Open cclauss opened 6 months ago

cclauss commented 6 months ago

There is a lot of discussion about the Rust-based pip-replacement named uv.

Would it be of interest to accelerate pipenv build times by using uv instead of pip?

Is your feature request related to a problem? Please describe.

I'm always frustrated when pipenv builds take several minutes.

Describe the solution you'd like

pipenv builds take seconds instead of minutes.

Describe alternatives you've considered

Switch to non-pipenv solutions for our builds.

matteius commented 6 months ago

I am stuck on the philosophical questions of: would we need to rebrand to uvenv? maybe it should be a whole new project -- but is it realistically much faster when most things are network activity of getting the wheels, and then they still need to be installed? In all seriousness though, it might be worth me taking a deeper look, but we have to admit that pipenv is a big bear hug around pip and so there is a lot to detangle there if there were a motivation to wrap a different package library.

cclauss commented 6 months ago

The caching in uv is super impressive. The first build is lightning fast but the second is astonishing especially on a huge set of deps.

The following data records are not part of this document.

PR #5346, opened 2025-08-13
Fix palette popup sizing in multi display mode

ckaiser:
Noticed that the palette popup had strange sizing when in multi-display mode, turns out it was using my display size to calculate the size instead of the window size, fixed it so that both use the same consistent sizing.

<table>
<tr>
 <td>Before (Single Display)
 <td>Before (Multi Display)
 <td>After (Multi Display)
<tr>
 <td> palette_popup_before_singlewindow
 <td> palette_popup_before_multiwindow
 <td> palette_popup_after_multiwindow
</table>


dacap:
I have to purchase a 2nd monitor to start testing these multiple monitor issues :sweat: I'll try this week :pray:

ckaiser:
> I have to purchase a 2nd monitor to start testing these multiple monitor issues :sweat: I'll try this week :pray: 

Oh my brain got scrambled trying to find a way to describe, like, aseprite's one native window per local window option. I guess I meant display as in ui::Display? Point being: No need to buy a monitor to reproduce this, just changing the window pref, I'll change the description

dacap:
I'm not sure about merging this because it makes the palette popup too small if the window is resized (even menus are bigger / use more available screen space), e.g.

Peek 2025-11-19 18-55

ckaiser:
Yeah, I think originally I was just trying get them to behave consistently but my solution ignores the advantages of actually having multiple windows, a possible approach may be to have a ideal size for the widget (maybe something where there's at least a certain amount of palettes visible) and try to get it to strive for that or keep expanding vertically if it's inside the workspace.

ckaiser:
Experiment 1
The simplest, just a minimum size when in multiple window mode, otherwise behaves just like the normal palette
image

Caveats: Hardcoded, but since it's a pretty dynamic popup idk how I'd do it differently in that regard.

Issue #5081, opened 2025-03-28
FX Layers


dacap:
Referenced as #1152 in the past, but here we make it explicit: We should be able to create a effect layer to be applied to a specific regular layer (or composed group of layers) in **real-time**. The fx could be several things: any filter from _Edit > FX_ or _Edit > Adjustments_.

Should work in a similar fashion to mask layers (#459).

LazyEti:
I noticed that I and many other devs love aseprite but are unfortunately forced to use photoshop because our workflow / style requires an immediate visualization of outlines.

For example a thick anti-aliased via LayerStyle -> Stroke:
<img width="625" height="492" alt="Image" src="https://github.com/user-attachments/assets/87ade5ac-47c4-4b30-8648-5690a2e4cc7f" />

@dacap is there any chance this feature gets bumped up in priority slightly or at least gets added to the v1.4 "First features" list?

Issue #5012, opened 2025-02-17
Nested Aseprite files i.e. Flash MovieClips


chosencharacters:
Hi!

I do quite a bit of animation and UI work with aseprite. What would be ideal is the ability to "nest" aseprite files, which I realize may be complicated depending on how re-usable the Reference layer code is and the underlying structure is, but would be a game changer.

What this would do is be able to designate an aseprite file layer, sort of like the reference layer, and play it as a gif within a gif when run. The nested aseprite file would use the frame rate of the parent's frame.

A basic, but still incredibly useful, version would just use the first frame without animation.

Regardless this would allow "change it once, change it everywhere" like for example if you have a character with a hat that you want to change, or want to make a sprite sheet with several hats. Being able to designate "this is the position of every hat, regardless of the changes I make" and have that live updated would be a huge work flow changer.

dacap:
Hi @chosencharacters, actually this is duplicate of #593 and #184.

Some work was done in the past as an extension (https://github.com/aseprite/Attachment-System) but it'd be nice to integrate these concepts of sub-sprites in the future.

Issue #4617, opened 2024-08-27
Future work for the text tool


dacap:
The first version of the new text tool (#28, #4383) is almost ready for the beta version. Some work to do in future iterations:

- [ ] better handles to resize the bounding box
- [ ] a fixed bounding box to limit the width (and create multiple lines of text)
- [ ] better bold/italic selection (probably with weight or more styles of the same font, disabling unavailable options)
- [ ] options to save/select presets quickly (font family + size + style + antialias option/etc.)

We'd prefer to get some feedback about this to continue improving the tool.

dndaniell16:
Hi, just started using the new beta including the text tool. Has the algo to perform antialiasing or font rendering changed? I've found that the quality of the text is much worse now. The antialiasing and kerning of the text has changed drastically. See the screenshot below. The antialiasing is even incomplete in some areas. Text is supposedly the same size and font, Lora-Medium size 24. The top text uses the beta text box tool. The bottom text uses the original text tool without text boxes. I absolutely love this feature and was looking forward to it, but I unfortunately can't use it because of this. Is there any way that I can fix this issue? Thanks for your hard work.

<img width="796" alt="TextExample" src="https://github.com/user-attachments/assets/f0876e6f-940b-4afd-bce7-a835f457dfd6" />

PR #5347, opened 2025-08-13
Refactors needed for new layer types

dacap:
This is a draft for an initial refactor to start working in several new layer types:

* Audio layer: #70
* Mask layer: #459
* FX layer: #5081
* Text layer: #4617 
* Vector layer: #814 / #2704 / #2976
* Event & gizmo layer (abstracts/data only layers): #722 #3511
* Sub-sprites / external sprite layer: #184 / #593 / #1321 / #5012
* Tweening: #96
* #1303
* #3904 
* Virtual slice layer to show slice temporal data #721

With this PR we'll try to incorporate the required concept for these layers, not to implement all these kind of layers at once, but it will be a good starting point to continue working after this is merged.

### DIFF
--- a/src/doc/object_type.h
+++ b/src/doc/object_type.h
@@ -1,5 +1,5 @@
 // Aseprite Document Library
-// Copyright (C) 2019-2020  Igara Studio S.A.
+// Copyright (C) 2019-2026  Igara Studio S.A.
 // Copyright (C) 2001-2017  David Capello
 //
 // This file is released under the terms of the MIT license.
@@ -9,9 +9,11 @@
 #define DOC_OBJECT_TYPE_H_INCLUDED
 #pragma once
 
+#include "base/ints.h"
+
 namespace doc {
 
-enum class ObjectType {
+enum class ObjectType : uint16_t {
   Unknown = 0,
   Image = 1,
   Palette = 2,


src/doc/layer.cpp
```diff
@@ -32,19 +32,59 @@ Layer::Layer(ObjectType type, Sprite* sprite)
   , m_blendmode(BlendMode::NORMAL)
   , m_opacity(255)
 {
-  ASSERT(type == ObjectType::LayerImage || type == ObjectType::LayerGroup ||
-         type == ObjectType::LayerTilemap);
```
ckaiser, line 36: new-layer-type.md mentions adding the type to this ASSERT, should probably either keep the assert or remove the mention in the documentation.

src/doc/layer.h
```diff
@@ -85,9 +91,22 @@ class Layer : public WithUserData {
   {
     return (type() == ObjectType::LayerImage || type() == ObjectType::LayerTilemap);
   }
+  bool hasSublayers() const { return !m_layers.empty(); }
   bool isGroup() const { return type() == ObjectType::LayerGroup; }
   bool isTilemap() const { return type() == ObjectType::LayerTilemap; }
-  virtual bool isBrowsable() const { return false; }
+  bool isBrowsable() const { return isExpanded() && !m_layers.empty(); }
+  // If this layer is a Mask or FX
+  bool isMaskOrFx() const
```
ckaiser: Is there a more generic word that can encompass "mask or fx" that would allow for future expansion? It feels a little specific to have a check for something that is one of two things, and in future there may be another type of layer that requires the same kind of behavior. Overlay layer? Blanket layer? Modifier layer?

src/doc/layer.h
```diff
@@ -57,19 +57,25 @@ LAF_ENUM_FLAGS(LayerFlags);
 
 class Layer : public WithUserData {
 protected:
+  // Only constructured by derived classes
   Layer(ObjectType type, Sprite* sprite);
 
 public:
+  // Disable assigment
+  Layer& operator=(const Layer& other) = delete;
```
ckaiser, line 65: Probably more consistent to use the `DISABLE_COPYING` macro

src/doc/object_type.h
```diff
@@ -35,6 +37,16 @@ enum class ObjectType {
...
   Tileset = 15,
   Tilesets = 16,
+
+  LayerFill = 17,
+  LayerMask = 18,
+  LayerFx = 19,
+  LayerText = 20,
+  LayerVector = 21,
+  LayerAudio = 22,
+  LayerHitbox = 23,
```
ckaiser: I dunno about pre-defining all these layers types in this PR, I feel like it locks us in to keeping these as TODOs in the code for a long time before they're implemented, and maybe in the meantime we might change our mind about either their existence/necessity/naming, I'd rather we just leave things open for future expansion in the broadest, most generic way, and then in each implementation we can adjust to what we need.

src/doc/layer.cpp
dacap: I think I'll just remove the ASSERT from docs.

src/doc/layer.h
dacap: I don't like the name either, but at the moment might be `isEffect()` if in the future LayerMask is an effect too (both kind of layers have in common that don't make sense alone, and they need to be linked to another layer to apply the effect).

src/doc/layer.h
dacap: Actually the `DISABLE_COPYING` is from a pre-C++11 era. Someday we could get rid of it (at the moment we have a mix of both options).

src/doc/object_type.h
dacap: Right now I'll split the PR in two big changes: One with the refactors, and another new PR with the "new layer types" to continue working. So the refactors can be integrated, but the new types are not yet added to the codebase.

PR #6008, opened 2026-09-01
Avoid registering extensions for disabled formats (fix #6007)

### LINKED ISSUE #6007: Custom file formats cannot register .psd when built-in PSD support is disabled
**Describe the bug**

A plugin cannot register `.psd` or `.psb` through `Plugin:newFileFormat()` in an official Aseprite build that does not provide built-in PSD loading.

Registration fails because both extensions are considered already registered. This leaves neither the built-in application nor a plugin able to handle PSD files through the normal **File > Open** workflow.

**To reproduce**

Create an extension with the following script:

```lua
function init(plugin)
  plugin:newFileFormat{
    name="PSD Test",
    extensions={"psd"},
    onload=function(ev)
      error("Not reached")
    end,
  }
end
```

Install and enable the extension.

The extension fails during initialization because `.psd` is treated as an existing file format. The same occurs with `.psb`.

I also tested an otherwise identical registration using an unused extension as a control:

```text
psdtest = registration succeeds
psd     = registration fails
psb     = registration fails
```

The `onload` callback is never reached.

**Expected behavior**

When the built-in PSD handler is not included in the current build, plugins should be able to register `.psd` and `.psb`.

If Aseprite is built with `ENABLE_PSD`, rejecting the custom registration would be expected because the built-in handler is then available.

**Additional context**

The built-in `PsdFormat` is registered conditionally:

https://github.com/aseprite/aseprite/blob/main/src/app/file/file_formats_manager.cpp

However, `.psd` and `.psb` are recognized unconditionally by `dio::detect_format_by_file_extension()`:

https://github.com/aseprite/aseprite/blob/main/src/dio/detect_format.cpp

`dio::register_custom_format_extension()` uses this detection result to decide whether an extension is already occupied. Consequently, the extensions remain unavailable to plugins even when no corresponding built-in handler is registered.

It would be helpful if extension reservation reflected the file-format handlers enabled in the current build.

This currently prevents PSD importer extensions from integrating with **File > Open**. They must instead provide a separate import command as a workaround.

**Aseprite & System**

- Aseprite: 1.3.18.3-x64, Steam
- System: Windows x64
- Extensions: minimal test extension using `Plugin:newFileFormat()`

ckaiser:
Fixes #6007, added WebP as well since it had the same potential issue.

Had to add the ENABLE_WEBP definition to dio-lib, unsure as to why that one isn't getting defined but the PSD one is 🤔

### DIFF
--- a/src/app/CMakeLists.txt
+++ b/src/app/CMakeLists.txt
@@ -151,6 +151,7 @@ target_sources(app-lib PRIVATE
   file/svg_format.cpp
   file/tga_format.cpp)
 if(ENABLE_WEBP AND WEBP_FOUND)
+  target_compile_definitions(dio-lib PUBLIC -DENABLE_WEBP)
   target_compile_definitions(app-lib PUBLIC -DENABLE_WEBP)
   target_sources(app-lib PRIVATE
     file/webp_format.cpp)
--- a/src/dio/detect_format.cpp
+++ b/src/dio/detect_format.cpp
@@ -178,11 +178,15 @@ FileFormat detect_format_by_file_extension(const std::string& filename)
   if (ext == "css")
     return FileFormat::CSS_STYLE;
 
+#ifdef ENABLE_WEBP
   if (ext == "webp")
     return FileFormat::WEBP_ANIMATION;
+#endif
 
+#ifdef ENABLE_PSD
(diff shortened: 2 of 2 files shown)


dacap:
LGTM :+1:

PR #6014, opened 2026-09-02
Harden TLS, Lua sandbox, extensions, and file parsers

giobuilds:
Personal-fork hardening offered upstream. **Please close if you do not accept AI-assisted patches** — Igara's contributing guide says those will not be merged. This PR is not a CLA-signed contribution and does not claim otherwise.

Companion launcher fix: https://github.com/aseprite/laf/pull/200

This tree currently points the `laf` submodule URL at https://github.com/giobuilds/laf so the fork clones with the `xdg-open` fix; that `.gitmodules` URL change should not be merged as-is.

## What this changes

**Linux network**
- Build bundled curl with OpenSSL (the previous CMake path left Linux with no TLS backend).
- First-party website / news / update URLs use `https://` on all platforms.
- `HttpRequest` allows HTTPS (and loopback HTTP only), verifies TLS, sets timeouts, and caps the body at 8 MiB.

**Lua**
- `io.open` modes `a` / `r+` / `+` are treated as write.
- Native module searchers and `package.cpath` are disabled (`package.loadlib` was wrapped; `require` of a `.so` was not).
- `dofile` / `loadfile` / the Lua `require` searcher go through `ask_access(Read)`.
- Script grants are keyed off the real `evalFile`/`dofile` path, not spoofable `load(code, chunkname)` debug source.
- `os.rename` always asks write on the destination.
- `app.fs` list/stat require read; mkdir/rmdir prompt with an absolute path.
- `plugin:newCommand` cannot delete or replace a built-in command.

**Extensions**
- Reject `..` / absolute zip members, libarchive `SECURE_NODOTDOT|SYMLINKS|NOABSOLUTEPATHS`, and destination paths that escape the extensions dir.
- Escape non-identifier keys when serializing `__pref.lua`.
- Plugin script paths must stay under the extension directory.
- Adds a zip-slip gtest.

**Parsers**
- ASE chunk size < 6 or wrap is an error; compressed reads are capped to remaining chunk bytes (closes a `size_t` wrap into `fread`).
- `Palette::setEntry` is bounds-checked in all builds.
- Tileset `ntiles` is treated as unsigned and size-capped; null image after `Image::create` is handled.
- GIF rejects a 0×0 canvas; BMP size uses 64-bit math so the 128 MiB cap cannot wrap.

CLI `--script` is still unsandboxed when there is no UI (existing automation behavior).

## Test plan

- Linux RelWithDebInfo build with Skia; binary links `libssl`/`libcrypto`; strings show `https://www.aseprite.org/` and `https://blog.aseprite.org/rss`.
- `tests/run-tests.sh` Lua scripts including `os`, `app_fs`, and `require`.
- New `Extensions.ZipSlipRejected` test is in the tree; this local build had `ENABLE_TESTS=OFF` so that gtest was not run here.

### DIFF
--- a/.gitmodules
+++ b/.gitmodules
@@ -29,7 +29,7 @@
 	url = https://github.com/aseprite/undo.git
 [submodule "laf"]
 	path = laf
-	url = https://github.com/aseprite/laf.git
+	url = https://github.com/giobuilds/laf.git
 [submodule "third_party/cmark"]
 	path = third_party/cmark
 	url = https://github.com/aseprite/cmark.git
--- a/CMakeLists.txt
+++ b/CMakeLists.txt
@@ -111,16 +111,17 @@ endif()
 
 # SSL/TLS support
 if(REQUIRE_CURL AND NOT USE_SHARED_CURL)
-  # Disable OpenSSL (use native libraries only)
-  set(CMAKE_USE_OPENSSL OFF CACHE BOOL "Use OpenSSL code. Experimental")
   set(CMAKE_USE_LIBSSH2 OFF CACHE BOOL "Use libSSH2")
 
   if(WIN32)
+    set(CMAKE_USE_OPENSSL OFF CACHE BOOL "Use OpenSSL code. Experimental")
     set(CMAKE_USE_SCHANNEL ON CACHE BOOL "enable Windows native SSL/TLS")
   elseif(APPLE)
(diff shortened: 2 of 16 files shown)


giobuilds:
Opened against the wrong repository — this was meant for the giobuilds fork only, not upstream.

Issue #6028, opened 2026-09-08
[Windows] Automated Pencil and marquee drags remain at the starting pixel


lokicik:
**Describe the bug**

On Windows, a drag issued through the `@oai/sky` Computer Use API draws only the initial pixel with the 1 px Pencil. A Rectangular Marquee drag similarly produces a 1 x 1 selection. Manually holding the mouse button and dragging worked on the same machine.

**To Reproduce**

1. Open the desktop Aseprite application and create a transparent RGB document. The matched local tests used a 1305 x 810 canvas.
2. Select a black 1 px Pencil.
3. Use the Windows `@oai/sky` Computer Use `drag` operation between two well-separated points inside the canvas, then release. In our window layout, the screen coordinates were (650, 350) to (1050, 500); these coordinates must be adjusted for a different window/zoom.
4. Observe that only the starting pixel is painted.
5. Repeat with Rectangular Marquee. Our screen-coordinate drag was (650, 650) to (1050, 850), and the resulting selection was 1 x 1.

This reproduction currently depends on that automation runtime. We have not captured its Windows input-event stream or established whether it sends a single movement, coalesced movements, or a different event sequence. We are not claiming all synthetic input tools or ordinary physical mouse drags are affected.

**Expected behavior**

The Pencil connects the drag positions, and Rectangular Marquee selects the dragged area.

**Aseprite & System**

- Source: official v1.3.18.3 source archive; the locally built executable reports 1.3.18.3-dev.
- Windows, OS build 10.0.26200.0.
- Build: Visual Studio 2022 x64 MSVC 14.44.35207, RelWithDebInfo, Skia backend.
- The comparison builds used separate portable profiles seeded from the same settings. The installed Steam application was not modified.
- No extension API was used to draw; the reproduction operates native Pencil and selection tools through the GUI. Installed extension inventory was not recorded.

**Local comparison**

We compiled both the unmodified release source and a candidate fix, then repeated the same two GUI actions:

| Check | Unmodified | Candidate fix |
| --- | --- | --- |
| Pencil PNG | 1 opaque pixel | 301 opaque pixels forming one continuous, 8-connected line |
| Rectangular Marquee | 1 x 1 | 301 x 151 |
| Compile/link | Passed | Passed |

The PNG pixel counts and connectivity were checked independently after saving through the GUI. There was one matched trial per tool/build. These are focused reproduction results, not a broad regression test.

**Code investigation**

[...]

PR #6029, opened 2026-09-08
Update drawing positions before delayed movement commits

lokicik:
Related to #6028. This PR is closed; the [debugging findings and test results](https://github.com/aseprite/aseprite/issues/6028#issuecomment-5593229236) are recorded in the issue.

On Windows, automated Pencil drags could leave just the starting pixel, and Rectangular Marquee could produce a 1 x 1 selection. With this patch, the same gestures produced a connected 301-pixel line and a 301 x 151 selection.

The patch updates DrawingState's pointer after auto-scroll returns the adjusted mouse position, before a delayed movement can commit. It uses the existing integer `screenToEditor` conversion and preserves the pointer metadata. Mouse-up also flushes a pending movement when the release position hasn't changed. The diff is four source files, +15/-6.

The first version updated the pointer at commit time, which could overwrite a newer scroll position. The revision removes that overwrite. A controlled test reproduced the regression in the first patch and verified the revised behavior. Negative-coordinate checks also confirmed consistent commit/release conversion. Details are in the issue.

Tested on locally built v1.3.18.3 sources with MSVC x64 and Skia:

- Build/link, repository formatting checks and `git diff --check` passed.
- Native GUI checks covered Pencil, Marquee, pixel/cel/text movement, undo/redo, cancellation after release, and Line/Rectangle edge auto-scroll. Saved PNGs were checked for pixel counts and preservation.
- A local probe passed 16 checks, including 84 coordinate/zoom/pixel-ratio combinations. It uses production methods with substitute editor/timer scheduling, so it isn't the upstream test suite.

I also ran additional manual checks, without a per-case log. A full current-main build and exhaustive hardware/GUI coverage haven't been verified.

The investigation and patch were developed with Codex assistance.

### DIFF
--- a/src/app/ui/editor/delayed_mouse_move.cpp
+++ b/src/app/ui/editor/delayed_mouse_move.cpp
@@ -123,6 +123,7 @@ bool DelayedMouseMove::updateSpritePos(const ui::MouseMessage* msg)
   // touch the viewport borders.
   const gfx::Point mousePos = m_editor->autoScroll(msg, AutoScroll::MouseDir);
   const gfx::PointF spritePos = m_editor->screenToEditorF(mousePos);
+  m_delegate->onUpdateMousePosition(m_editor, mousePos);
 
   // Avoid redrawing everything if the position in the canvas didn't
   // change.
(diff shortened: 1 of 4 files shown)


lokicik:
Withdrawing this AI-assisted candidate in accordance with the contribution policy. Updated root-cause findings, corrections to the initial approach, and test evidence are recorded in https://github.com/aseprite/aseprite/issues/6028#issuecomment-5593229236. Please keep the issue open for independent investigation; this PR remains available as experimental reference.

anoother commented 4 months ago

+1 for supporting uv

thernstig commented 3 weeks ago

It's been a good ride, but uv has far surpassed pipenv. Unfortunately this is what historically happens to open source software projects, something evolutionary comes along and kills old solutions.

connorhsm commented 3 weeks ago

uv is still pre v1.0, but since August 20 has fully replaced my Pipenv workflow with the implementation of their lock file. https://astral.sh/blog/uv-unified-python-packaging

cclauss commented 3 weeks ago

Languages like Go and Rust have quite a different approach to reaching v1.0 than Python does. Once a package has reached v1.0 in these languages it is kind of a commitment to Never break backward compatibility. There is no such commitment w/ Python packages.